Savvy flippers aren’t nervous either. Even in a down market, flippers can still make money. There are many more deals to be found – there are people willing to sell their cards or collections below market value to get cash. If you’re savvy about hunting for collections that scared people want to liquidate for cheap, and if you then break the collection up and flip individual cards, you can make some real money.
One key for flippers is you don’t want to hold any card for more than a short period of time. This summer, while in Los Angeles, I met a handful of guys who flip cards full-time, and I asked them how they were able to make a living doing that during a time when the card market was trending down. They said the key is to flip cards quickly, so you aren’t caught by market cycles. If you’re able to find a really good deal on a card and buy it, and then sell it a week later, it doesn’t matter if the market is going down, because you didn’t hold the card for long enough for that to really impact you.
The market will go up and down, as all markets will go up and down. But the passion for collecting will never fully go away.

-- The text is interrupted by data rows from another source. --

PR #1184, opened 2017-08-02
Texture overhaul

Technus:
Adding paging of textures (of hatches) in the least breaking way i could come up with.

only thing to make it work is to make sure you set the mTexturePage at the same time as the mMachineBlock.

GT5u range uses page 0 to avoid me changing stuff.

I decided to use page 8 for my addon.

### DIFF
--- a/src/main/java/gregtech/api/metatileentity/implementations/GT_MetaTileEntity_Hatch.java
+++ b/src/main/java/gregtech/api/metatileentity/implementations/GT_MetaTileEntity_Hatch.java
@@ -1,5 +1,7 @@
 package gregtech.api.metatileentity.implementations;
 
+import gregtech.GT_Mod;
+import gregtech.api.enums.GT_Values;
 import gregtech.api.enums.Textures;
 import gregtech.api.interfaces.ITexture;
 import gregtech.api.interfaces.tileentity.IGregTechTileEntity;
@@ -66,7 +68,7 @@ public abstract class GT_MetaTileEntity_Hatch extends GT_MetaTileEntity_BasicTan
         actualTexture=aNBT.getByte("mMachineBlock");
         mTexturePage=aNBT.getByte("mTexturePage");
 
-        if(mTexturePage!=0 && getBaseMetaTileEntity().isServerSide())
+        if(mTexturePage!=0 && GT_Values.GT.isServerSide())
             actualTexture|=0x80;//<- lets just hope no one needs the correct value for that on server
         mMachineBlock=actualTexture;
     }
--- a/src/main/java/gregtech/api/metatileentity/implementations/GT_MetaTileEntity_Hatch.java
+++ b/src/main/java/gregtech/api/metatileentity/implementations/GT_MetaTileEntity_Hatch.java
@@ -6,8 +6,10 @@ import gregtech.api.interfaces.tileentity.IGregTechTileEntity;
 import net.minecraft.nbt.NBTTagCompound;
 
 public abstract class GT_MetaTileEntity_Hatch extends GT_MetaTileEntity_BasicTank {
+    @Deprecated //Use texture changing method
     public byte mMachineBlock = 0;
-    public byte mTexturePage = 0;
+    private byte mTexturePage = 0;
+    private byte actualTexture = 0;
 
     public GT_MetaTileEntity_Hatch(int aID, String aName, String aNameRegional, int aTier, int aInvSlotCount, String aDescription, ITexture... aTextures) {
         super(aID, aName, aNameRegional, aTier, aInvSlotCount, aDescription, aTextures);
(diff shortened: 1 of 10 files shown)


Technus:
with this you can use textures with id's from 0 to 15*128 
(can be extended by changing the array size of CASING_BLOCKS just like shown in the last commit)

the method abuses currently using channel for textures

If 8th bit of byte is set then the data is for page, else for texture index on that page.

Technus:
When using the multiblock base functions just give em this (thank god they accept integer...)
`(newPageID<<7) | newTextureID`

Or when manually editing mMachineBlock of hatch - edit the mTexturePage also so it stays correct.

Technus:
Worst thing that can happen:
- mTexturePage page did not get updated (since the java src doesnt know bout it)- 
which might lead to stuff like missing texture - which results in transparency. (this only happens when you attach the hatch that was using page !=0 to multiblock that uses page 0 but not actually sets it)

Technus:
@draknyte1 
@JohannesGaessler 
If someone else needs notice to update their coding style (i mean when you update the mMachineBlock directly instead of using the multiblockBase methods) attach them here @.

Technus:
-fixed using wrong field names in comments above-

draknyte1:
This isn't a proper fix for me, because I need backwards compat. 
It's easier to resolve than this if you're only targeting current version++.

Another option is to pass the texture array into the hatch functions and if null/not specified in secondary function, use default.

draknyte1 (commented):
I think that this is over-complicated for what you're trying to achieve.

Expand array to Short.MAX_VALUE, swap byte methods to short, leave old methods with byte to pass to short methods if you so desire. No texture page garbage this way and nothing breaks because everything downcasts to byte as it is so we get no breakage.

Technus:
This might cause issues when old code tries to read the short into some byte.

My solution is basically what you want to do but instead of changing to short i add new field.

The methods u speak of (i assume the ones like addmaintenancehatch fron multiblocl base) already use integer as input and that can be used to set the page and texture at once.

I think that if i would male the old casing texture array unchanged and made a new longer array it wpupd be even more compatible.

Still the short solition would be best if the field was designed as private since the beggining (so u could enforce method use).

One more thing to consider is the network packet size/compatibility.

I think best attempt would be to use the old field as a placeholder for compatibility. Creation of new short field that would be updated periodically if the old byte changed. And use of the new field as texture pointer. While to prevent issues the new field would have to be private to enforce use of a method that silently update the old byte state so it does not trigger the short update that would limit it to one byte.

Awaiting input.

draknyte1:
Again, this doesn't solve the issue for me and only makes for a headache in terms of compatibility. 

I'm aware ints get cast to byte and my suggestion is easier to implement and holds better compatibility. New fields are a pain in the ass to access because I'd always prefer avoiding reflection. 


RDIT: internal Dev. Team is discussing a solution and this will probably get closed in favour of something more flexible for backwards compatibility. Resolve pending.

JohannesGaessler (commented):
My intuitive solution to this problem would have been one of the following:
* Replace the byte for the machine block with a short
* Interpret the byte for the machine block as the unsigned value, extending the range to 255

The problem with both of these approaches lies with the expected value of mMachineBlock.
Currently it can be expected to always be >=0.
If you were to interpret the byte as unsigned or if you were to downcast a short/int the result could very well end up being <0.
Since Greg did not make use of getters/setters, mMachineBlock being <0 poses a major threat to backwards compatibility, especially since it is meant to be used as an array index.

I think organizing the textures in pages is a better solution after all.
However, there needs to be documentation about what pages are being used by whom to avoid conflicts.

Working with a private short to resolve the texture would only complicate things at this point, I believe.
Since you need to keep mMachineBlock as an access point for backwards compatibility you still would not have a well-defined interface for the texture ID.
All you're getting is more work because now you need to make sure that mMachineBlock and the new short are synchronized.

After looking at this PR in detail I also think that it would be possible to make adjustments so that GT++ works with this PR and also with any previous GT5 version.

I think the optimal solution would be to allocate the first half of page 0 and also the entirety of page 1 for GT5U.
The second half of page 0 would then be allocated for GT++, GT5U textures currently in that range would be moved to page 1.
Currently the only textures in that range are the Heating Coils and the textures for the Large Chemical Reactor from what I can tell.
The textures on page 0 can be set and used the same whether there actually are more pages or not since you would only be working with an index in the old [0,127] interval.

Technus:
The problem then might arise - when you have to revert the block state from page 1+ to page 0, but the code doesn't edit the page value.

But I have a slightly cheeky solution for that too. Look at last commit, it should solve most of the compatibility issues I hope.

src/main/java/gregtech/api/metatileentity/implementations/GT_MetaTileEntity_Hatch.java
```diff
@@ -79,6 +79,7 @@ public final void updateTexture(byte texturePage, byte machineBlock){
     @Override
     public final void onValueUpdate(byte aValue) {
         mMachineBlock=actualTexture=(byte)(aValue & 0x7F);
+        mTexturePage=0;
```
draknyte1: This isn't deprecated?

draknyte1:
When you're satisfied, built up a test jar for me (at work) and I'll see how we go.
Prior to your changes within the last day, It would simply crash outright.

src/main/java/gregtech/api/metatileentity/implementations/GT_MetaTileEntity_Hatch.java
Technus: in case someone uses onValueUpdate revert the page to 0
in the updated code -> the next line should change the page to x

similar logic applies to the checking of mMachineBlock field for changes - is it deprecated so turns page to 0

Technus:
Yes i got pm from dream about the crash

Technus:
I asked DreamMaster to check if it will work out of the box with GT++

draknyte1:
> I asked dream to check if it will work out of the box with GT++

Just build a jar for me and I'll tell you in five minutes flat.
I'm at work and can't actually pull/clone from github, it's blocked.

Dream-Master:
http://jenkins.usrv.de:8081/

Technus:
http://jenkins.usrv.de:8081/job/Gregtech-5-Unofficial/

Technus:
Latest ones.

draknyte1:
Those require DreamCraft and after making a deobf'ed version for my dev enviro forge fails to load it.
It continues asking me for any version of DreamCraft to be present...
@Dream-Master @Technus 

```
Caused by: java.lang.NoSuchFieldError: SENTIENT_ENDER
	at com.dreammaster.gthandler.GT_CustomLoader.fixEnderIO(GT_CustomLoader.java:194)
	at com.dreammaster.gthandler.GT_CustomLoader.run(GT_CustomLoader.java:169)
	at com.dreammaster.main.MainRegistry.PostLoad(MainRegistry.java:307)
	at sun.reflect.NativeMethodAccessorImpl.invoke0(Native Method)
```
I cannot even test this because DreamCraft crashes due to me having an older version of EIO.
Damn.

Side note, when did `GT_Utility.getBlockFromStack(this.getItem())` Get changed to accept an ItemStack? it's the only error I have when using GTNH on build path.

Technus:
I have to check that method, but it looks like it was not our change i see that present in main repo too. Will also try to get you a build of this branch when i get home.

Technus:
That branch in current state
[libs.zip](https://github.com/Blood-Asp/GT5-Unofficial/files/1202173/libs.zip)

Technus:
Just as a heads up i am using negative values of mMachineBlock - but only server side so it should not break things by trying to access textures with negative index (the network handler strips the sign bit)

draknyte1:
I am now using 96-127 and we're planning to migrate 64-95 so that I get that block of 64 total.
Since .08.33 and .07.07 have the last 64 free, this will only be an issue for any version of .09 I support prior to the change here. Although It's not a massive issue right now, as I only use 32 textures (But I am looking to expand to more already, just not in a hurry until we resolve textures), I am waiting for a final .09.31 release so that I can have the modpack I play finally updated from .27 (Only place the issue will exist but I can drop support for it next GT version.)

My array index was changed here - https://github.com/draknyte1/GTplusplus/commit/afc205f81eb3b6fa45d114e7a6439bed10c7da44#diff-70b7f313f85f0f4b252f7606af0dfac6

draknyte1 (approved):
I am happy with this assuming compatibility is now fixed.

Long-term investors do best in a down market, because that’s where the deals are found. You all know I’ve bought a lot of cards in recent months. I did a video at the end of August about how I invested $500,000 more in sports cards. They were mostly high-quality, rare cards of some of the greatest players of all time – cards that I think will have a lot of value and relevance in 10, 20, 30 years. That’s where your money should be going for long-term investing. Now, is this really a good time to buy? Are we at the bottom of the market right now, or could the value of cards drop another 20%, 30%, 50% or 80% over the next year? I don’t know. I’m more optimistic than most, but I can’t predict what’s going to happen. What I do believe, though, is the cards I’m buying now will be worth more in five or 10 years. And if the market does drop another 50%, you can bet I’ll double down and buy even more cards. Because I believe in where this is all headed, and history is also on my side.
Now, I have been selling some cards as well. I’ve been selling cards that I don’t think will be as relevant in 10, 20, 30 years. I’ve been getting rid of cards of prospects, younger players, and secondary players. Given the short-term economic uncertainty, I’m less willing to take a chance on them than I would have been a year or two ago. I’d rather cash out of those cards for whatever I can get, and shift the money to cards I believe will have value in the long-term.
I’m not nervous. Because I have the confidence that no matter what the months ahead may bear, I’ll work hard and find opportunities to make the most of the conditions around me. There is always opportunity – sometimes you have to think a little differently to find it.
And to be clear, I’m not advocating that you should take out loans or max out credit cards to invest in cards or start a business right now. Be smart, because the next year could be turbulent. Think long-term and make moves that are sustainable to get you there.
While I can’t be certain about what the market will do in the next year, I am certain that there will always be sports card collectors. Always. In every type of market. There will forever be tons of people who enjoy opening boxes, collecting cards and sharing memories with their friends, their dads, their sons, and their daughters. The market will go up and down, as all markets will go up and down. But the passion for collecting will never fully go away. And I also know that all the money that’s continuing to be invested into the sports card hobby – from at the very top with Fanatics, down to the new hobby businesses that are forming every day – is going to make the hobby more exciting and compelling than ever before in the years ahead.
So I’m not nervous at all. And if you position yourself to take advantage of the opportunities ahead – whatever the market might look like — you can always be confident about your future.